* **PROBLEM TO WORK ON**:
What lines of the data below hold "codebase"? Show them.

* **DATA TO USE**:
PR #8146, opened 2021-07-09
[arista] Add gearbox configs for Arista 7280cr3mk

byu343:
#### Why I did it
This change adds the gearbox config files to Arista 7280cr3mk

- [ ] 201811
- [ ] 201911
- [ ] 202006
- [ ] 202012
- [ ] 202106


device/arista/x86_64-arista_7280cr3mk_32p4/Arista-7280CR3-C40/context_config.json
```diff
@@ -0,0 +1,157 @@
...
+                {
+                    "index" : 0,
+                    "hwinfo" : ""
+                }
+            ]
+        },
+        {
+            "guid" : 1,
+            "name" : "phy1",
+            "dbAsic" : "GB_ASIC_DB",
```
kcudnik, line 23: duplicated databases, please read here: https://github.com/Azure/sonic-sairedis/wiki/Context-configuration

kcudnik: i also think what you intended is to have 2 syncd , first with ASIC_DB and second with GB_ASIC_DB, first will have 1 switch, and 2nd will have 8 phys

device/arista/x86_64-arista_7280cr3mk_32p4/Arista-7280CR3-C40/pai.profile
```diff
@@ -0,0 +1 @@
+SAI_KEY_INIT_CONFIG_FILE=/usr/share/sonic/hwsku/gearbox_100G_PAM4.xml
```
lguohan, line 1: can you rename this file to psai.profile?

device/arista/x86_64-arista_7280cr3mk_32p4/Arista-7280CR3-C40/gearbox_config.json
```diff
@@ -0,0 +1,326 @@
...
+      "sai_init_config_file": "",
+      "phy_access": "mdio",
+      "bus_id": 0,
+      "hwinfo": "mdio4_0_0/0"
+    },
+    {
+      "phy_id": 6,
+      "name": "phy6",
+      "address": "6",
+      "lib_name": "/usr/lib/libsai_credo.so",
```
lguohan, line 67: is this really used? i thought the name is libsai.so.1?

device/arista/x86_64-arista_7280cr3mk_32p4/Arista-7280CR3-C40/phy1_config_1.json
```diff
@@ -0,0 +1,101 @@
+{
+  "lanes": [
```
lguohan, line 2: what does this lanes use for?

device/arista/x86_64-arista_7280cr3mk_32p4/Arista-7280CR3-C40/gearbox_100G_PAM4.xml
```diff
@@ -0,0 +1,37 @@
...
+    <mode>gearbox</mode>
+    <topology>2</topology>
+    <tx-taps>
+        <PAM4>2,-8,17,0,0</PAM4>
+        <NRZ>0,-8,17,0,0</NRZ>
+    </tx-taps>
+    <tx-taps-scale>0,0,1,0,0</tx-taps-scale>
+
+    <lane id="0" system-side="true" />
+    <lane id="1" system-side="true" />
```
lguohan, line 14: why do we need this file? we have phy_config_1.json, then we should not need this xml? it seems redundant information here.

device/arista/x86_64-arista_7280cr3mk_32p4/Arista-7280CR3-C40/context_config.json
shyam77git: @kcudnik : in this context_config.json file, trying to see/understand what's the purpose of having both ASIC_DB and GB_ASIC_DB blocks. Is it like this:
If a ASIC complex on the board has both ASIC and PHY on the same chip/SOC, then specify both of them.
If a PHY chip/device is Ext to ASIC (i.e. independent chip on the board), then just specifying GB_ASIC_DB block is sufficient?

kcudnik: from my point of view, how hardware is organized is not relevant, depends how you want to present it in database and configuration file. you **CANT** have multiple syncd pointing to the same databases ex. ASIC_DB, each context entry with separate GUID is a separate syncd instance. please read context config wiki page

byu343: @shyam77git , for this platform, guid 0 is for ASIC, guid 1 and thereafter are for external phys now. Later, we may have a further change to cover all external phys by guid 1

shyam77git: @byu343, per this platform (this PR):
>> guid 1 and thereafter are for external phys now. 
Can you clarify now vs later? 
From what I gather from context config wiki page & from Kamil's comment here, multiple guid pointing to same database (e.g GB_ASIC_DB ) is not supported so how come this model works (i.e. different guid for each PHY)?

byu343: @kcudnik I tried to set all phys to share the same context guid 1, and it has two new issues:

In https://github.com/Azure/sonic-swss/blob/master/orchagent/saihelper.cpp#L421, SAI_REDIS_SWITCH_ATTR_CONTEXT is set to phy_id, which is different for each phy. How about add a new property called context to gearbox_config.json, set it to 1 for all phys and then change line 421 to attr.value.u64 = phy->context.

In https://github.com/opencomputeproject/SAI/blob/master/inc/saiport.h#L748, SAI_PORT_ATTR_HW_LANE_LIST is defined as key. For ports with the same in-chip id but from different phy chips, they have the same SAI_PORT_ATTR_HW_LANE_LIST. After putting those ports in the same context, we encountered an error related to key conflict, which is from https://github.com/Azure/sonic-sairedis/blob/master/meta/Meta.cpp#L5060. I tried to keep SAI_PORT_ATTR_HW_LANE_LIST from being key in saiport.h#L748,  and it seems good. As that involves the change to SAI headers, is there any other better solution?

kcudnik: this model works if you each syncd will have its own database

kcudnik: we will not add any special properties like you proposed, context_config.json describes each syncd instance and that's it. its common for all vendors and architectures

byu343: @shyam77git, between now vs later, maybe you can just skip the "now" model, as it does not follow the design in the wiki page and will very likely be deprecated. If you are still interested in why multiple guid pointing to same database could work, the tricky part is we did only create the syncd process for guid 1. It was done in that way to bypass some other issues.

byu343: @kcudnik ,
The new property proposed is for gearbox_config.json, not for context_config.json.  Let me just create the new PR for it, to let it be clear in discussion.

device/arista/x86_64-arista_7280cr3mk_32p4/Arista-7280CR3-C40/gearbox_config.json
byu343: No, not really used

device/arista/x86_64-arista_7280cr3mk_32p4/Arista-7280CR3-C40/gearbox_100G_PAM4.xml
byu343: This file is used by credo driver directly.  I'll check whether some items in it can be removed. Still, there are some have to be kept for the current driver design, like <name>CSDK-B52</name> for determining the chip model to initialize.

device/arista/x86_64-arista_7280cr3mk_32p4/Arista-7280CR3-C40/pai.profile
byu343: Yes

device/arista/x86_64-arista_7280cr3mk_32p4/Arista-7280CR3-C40/gearbox_config.json
lguohan: if not used, can we remove it?

device/arista/x86_64-arista_7280cr3mk_32p4/Arista-7280CR3-C40/gearbox_config.json
```diff
@@ -0,0 +1,334 @@
...
+      "bus_id": 0,
+      "context_id": 1,
+      "hwinfo": "mdio1_0_0/0"
+    },
+    {
+      "phy_id": 3,
+      "name": "phy3",
+      "address": "3",
+      "lib_name": "",
+      "firmware_path": "/usr/share/phy_fw.bin",
```
lguohan, line 34: is this used? if not can we remove?

byu343: Yes, firmware_path is used.

device/arista/x86_64-arista_7280cr3mk_32p4/Arista-7280CR3-C40/gearbox_config.json
byu343: It has been removed.

device/arista/x86_64-arista_7280cr3mk_32p4/Arista-7280CR3-C40/gearbox_100G_PAM4.xml
byu343: It turns out that for now the items in this file cannot be removed, as they are still used by the driver.

device/arista/x86_64-arista_7280cr3mk_32p4/Arista-7280CR3-C40/context_config.json
byu343: @kcudnik The code has been updated. 
For context_config.json, all the phys are defined in the same context. 
For gearbox_config.json, a property of context_id is added to each phy. It is to be used by gearsyncd in sonic-swss, as gearsyncd needs to specify the context for each phy when create_switch(): https://github.com/Azure/sonic-swss/pull/1826/files#diff-be825ae02c0d05e1a802a265c12721e5747035acab211f3bc7e6a219cf500e03L421.  phy_id in gearbox_config.json was used to specify the context which seems not always true. To support context_id in gearsyncd, a change to swss is created: https://github.com/Azure/sonic-swss/pull/1826.

shyam77git: >> phy_id in gearbox_config.json was used to specify the context which seems not always true.

@byu343 
To elaborate more on this, share the understanding and ensure we all are on same page:
[1] Based on existing codebase in swss/saihelper, looks like each phy_id (in gearbox_config.json) corresponds to unique/separate guid (of context_config.json). whereas, with the change in context_config.json all PHYs (Switches) are under same guid (global context).
[2] At swss/sai code/workflow level, this change was done because phy_id was/is being passed as SAI_REDIS_SWITCH_ATTR_CONTEXT. 
[3] phy_id is unique for each PHY. However, context_config.json puts all PHYs (switches) under one (common) guid. 
[4] globalContext gets populated with phy_id for every create_switch() call which make globalContext different from every create_switch() call , whereas the expectation is to have a common (same) id for all PHYs/Switches under the guid 1 of the revised context_config.json. For this purpose, context_id field was introduced for all PHYs under the same roof (i.e. guid 1 GB_ASIC_DB of context_config.json) and populate with same value for all these PHYs.

@kcudnik - can you please share you thoughts/comments on this and related PR (1826)

<Excerpt from current codebase>
saihelper.cpp 
initSaiPhyApi() 
{
...
    /* Must be last Attribute */
    attr.id = SAI_REDIS_SWITCH_ATTR_CONTEXT;
    attr.value.u64 = phy->phy_id;
    attrs.push_back(attr);

    status = sai_switch_api->create_switch(&phyOid, (uint32_t)attrs.size(), attrs.data());
....
}

Sai.cpp 
sai_status_t Sai::create(
{
...
      if (attr_list[attr_count - 1].id == SAI_REDIS_SWITCH_ATTR_CONTEXT)
        {
            globalContext = attr_list[--attr_count].value.u32;
        }
...
}

Thanks,
Shyam

device/arista/x86_64-arista_7280cr3mk_32p4/Arista-7280CR3-C40/context_config.json
```diff
@@ -0,0 +1,66 @@
...
+                },
+                {
+                    "index" : 6,
+                    "hwinfo" : "mdio6_0_0/0"
+                },
+                {
+                    "index" : 7,
+                    "hwinfo" : "mdio7_0_0/0"
+                }
+            ]
```
shyam77git, line 63: Are all 8 PHYs (0 - 7) belonging to same NPU/ASIC? 

Is/Are there PHY(s) which needs to be on another NPU? 
In that case, would it be following SONiC multi-NPU/multi-ASIC architecture ? (i.e. have these gearbox_config, phy<x>_config_1 , context_config json files under /usr/share/sonic/device/swss@<NPU> syncd@<NPU>  and gbsyncd@<NPU> )?

byu343: For this specific platform, the setting is 8 external phy chips connected 1 ASIC.
So far for the platforms we planned to support, we haven't considered about the multi-ASIC case.

device/arista/x86_64-arista_7280cr3mk_32p4/Arista-7280CR3-C40/gearbox_100G_PAM4.xml
lguohan: we will keep it for now, can you check with credo to remove the support for this file?

device/arista/x86_64-arista_7280cr3mk_32p4/Arista-7280CR3-C40/phy2_config_1.json
```diff
@@ -0,0 +1,101 @@
+{
+  "lanes": [
```
lguohan, line 2: it is unclear how the lanes are mapped to the ports, where do we get those information?

device/arista/x86_64-arista_7280cr3mk_32p4/Arista-7280CR3-C40/gearbox_config.json
```diff
@@ -0,0 +1,334 @@
...
+    {
+      "phy_id": 1,
+      "name": "phy1",
+      "address": "1",
+      "lib_name": "",
+      "firmware_path": "/usr/share/phy_fw.bin",
+      "config_file": "/usr/share/sonic/hwsku/phy1_config_1.json",
+      "sai_init_config_file": "",
+      "phy_access": "mdio",
+      "bus_id": 0,
```
lguohan, line 12: is this really used? if not, we should have remove it.

device/arista/x86_64-arista_7280cr3mk_32p4/Arista-7280CR3-C40/gearbox_config.json
```diff
@@ -0,0 +1,334 @@
...
+      "context_id": 1,
+      "hwinfo": "mdio2_0_0/0"
+    },
+    {
+      "phy_id": 4,
+      "name": "phy4",
+      "address": "4",
+      "lib_name": "",
+      "firmware_path": "/usr/share/phy_fw.bin",
+      "config_file": "/usr/share/sonic/hwsku/phy4_config_1.json",
```
lguohan, line 48: >_1 [](http://example.com/codeflow?start=56&length=2)

is there a reason to add _1 here? seems not needed.

device/arista/x86_64-arista_7280cr3mk_32p4/Arista-7280CR3-C40/gearbox_config.json
```diff
@@ -0,0 +1,334 @@
...
+      "address": "1",
+      "lib_name": "",
+      "firmware_path": "/usr/share/phy_fw.bin",
+      "config_file": "/usr/share/sonic/hwsku/phy1_config_1.json",
+      "sai_init_config_file": "",
+      "phy_access": "mdio",
+      "bus_id": 0,
+      "context_id": 1,
+      "hwinfo": "mdio0_0_0/0"
+    },
```
shyam77git, line 15: @byu343  : Can you please share/update as to which azure branch you referring to to put add and validate these fields? Is it azure/master? which git commit/ reference point?

device/arista/x86_64-arista_7280cr3mk_32p4/Arista-7280CR3-C40/context_config.json
kcudnik: > whereas the expectation is to have a common (same) id for all PHYs/Switches under the guid 1 of the revised context_config.json.

what do you mean to its expected to have common id ? which id are you talking about here?

device/arista/x86_64-arista_7280cr3mk_32p4/Arista-7280CR3-C40/context_config.json
```diff
@@ -0,0 +1,66 @@
...
+        },
+        {
+            "guid" : 1,
+            "name" : "phys",
+            "dbAsic" : "GB_ASIC_DB",
+            "dbCounters" : "GB_COUNTERS_DB",
+            "dbFlex": "GB_FLEX_COUNTER_DB",
+            "dbState" : "STATE_DB",
+            "zmq_enable" : false,
+            "zmq_endpoint": "tcp://127.0.0.1:5565",
```
kcudnik, line 28: you still have the same zmq addresses for both contexts guid 0 and 1

device/arista/x86_64-arista_7280cr3mk_32p4/Arista-7280CR3-C40/phy2_config_1.json
byu343: The section of lanes is not used, and the data put here is to pass the parser checking.  The related info is obtained from gearbox_100G_PAM4.xml, the file only applied to credo driver.

device/arista/x86_64-arista_7280cr3mk_32p4/Arista-7280CR3-C40/gearbox_config.json
byu343: We followed "src/sonic-swss/gearsyncd/tests/configs/positive/phy1_config_1.json".  Other than that, it is not needed.

device/arista/x86_64-arista_7280cr3mk_32p4/Arista-7280CR3-C40/gearbox_config.json
byu343: Bus_id is not really used. The value put here is to pass the parser checking: https://github.com/Azure/sonic-swss/blob/ec104c1ba079901a4af1fb72981d34e0069ceeac/gearsyncd/gearboxparser.cpp#L140

lguohan, line 12: this is not used in the driver, but parser requires that.

device/arista/x86_64-arista_7280cr3mk_32p4/Arista-7280CR3-C40/gearbox_100G_PAM4.xml
byu343: sure

device/arista/x86_64-arista_7280cr3mk_32p4/Arista-7280CR3-C40/gearbox_config.json
byu343: The base sonic-buildimage image version we are using for testing is e43967645.  We plan to bring the support to master and 202106, so if any issue is from on them later, we will submit some fix.

device/arista/x86_64-arista_7280cr3mk_32p4/Arista-7280CR3-C40/context_config.json
byu343: This has been fixed.

jimmyzhai (approved):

* **EXERCISE RESULT**:
[1] Based on existing codebase in swss/saihelper, looks like each phy_id (in gearbox_config.json) corresponds to unique/separate guid (of context_config.json). whereas, with the change in context_config.json all PHYs (Switches) are under same guid (global context).
<Excerpt from current codebase>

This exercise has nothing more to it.